- **Record set**
PR #6085, opened 2025-04-19
Dropdown: add `hide` middleware to floatingUi for hiding when scrolling

### LINKED ISSUE #6079: [Bug]: Should add `data-popper-reference-hidden` when dropdown is invisible
### Blazorise Version

1.7.3

Bootstrap5

https://popper.js.org/docs/v2/modifiers/hide/

```csharp
<Card style="overflow-x: auto; height: 200px; max-width: 400px;">
    <CardHeader>
        <CardTitle>Horizontal Scroll Example</CardTitle>
    </CardHeader>
    <CardBody>
        <div>
            <Dropdown>
                <DropdownToggle Color="Color.Primary">
                    Dropdown
                </DropdownToggle>
                <DropdownMenu>
                    <DropdownItem>Action</DropdownItem>
                    <DropdownDivider />
                    <DropdownItem>Another Action</DropdownItem>
                </DropdownMenu>
            </Dropdown>
            <div style="min-width: 2000px;">
                test
            </div>
        </div>
    </CardBody>
</Card>

```

Image

### What is expected?

Add `data-popper-reference-hidden` and `data-popper-escaped` to dropdown

Like this 

Image

No `data-popper-reference-hidden` and `data-popper-escaped` added

_No response_

### Any additional comments?

_No response_

tesar-tech:
## Description

Closes #6079

based on https://floating-ui.com/docs/hide#hide

### DIFF
--- a/Source/Blazorise/wwwroot/floatingUi.js
+++ b/Source/Blazorise/wwwroot/floatingUi.js
@@ -9,10 +9,17 @@ const DIRECTION_START = 'Start'
 export function createFloatingUiAutoUpdate(targetElement, menuElement, options) {
     //https://floating-ui.com/docs/autoUpdate
     return autoUpdate(targetElement, menuElement, () => {
+        const rect = targetElement.getBoundingClientRect();
+        const padding = {
+            top: rect.height * 0.7,  
+            bottom: rect.height * 0.7,
+            left: rect.width * 0.7,  
+            right: rect.width * 0.7
+        };
         computePosition(targetElement, menuElement, { //https://floating-ui.com/docs/computePosition#anchoring
             placement: getPlacementDirection(options.direction, options.rightAligned), //https://floating-ui.com/docs/computePosition#placement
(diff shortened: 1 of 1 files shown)


stsrki:
The problem seems to be still, although it is less problematic than before. See the screenshot:

image

tesar-tech:
It was hiding when the whole element disappeared.

Which is not exactly wrong - even inside the docs for the `hide` they have it like that.

There is `padding`  options that can "speed up" the hiding. I made it dynamic based on the size of the element. I don't think it is completely correct to hide right away (when the button is just slightly hidden). `0.7` looks like a good compromise.

[Screencast From 2025-04-19 22-02-31.webm](https://github.com/user-attachments/assets/b9661bc8-7299-462b-b3f5-68f6da8e62f7)

stsrki:
You're right. It makes more sense to show the menu as long as the parent element is visible. I have reverted it to previous code.

stsrki (approved):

- **Work required**
When a line in the material contains the string "data", copy that line.

- **Exercise response**
### LINKED ISSUE #6079: [Bug]: Should add `data-popper-reference-hidden` when dropdown is invisible
Add `data-popper-reference-hidden` and `data-popper-escaped` to dropdown
No `data-popper-reference-hidden` and `data-popper-escaped` added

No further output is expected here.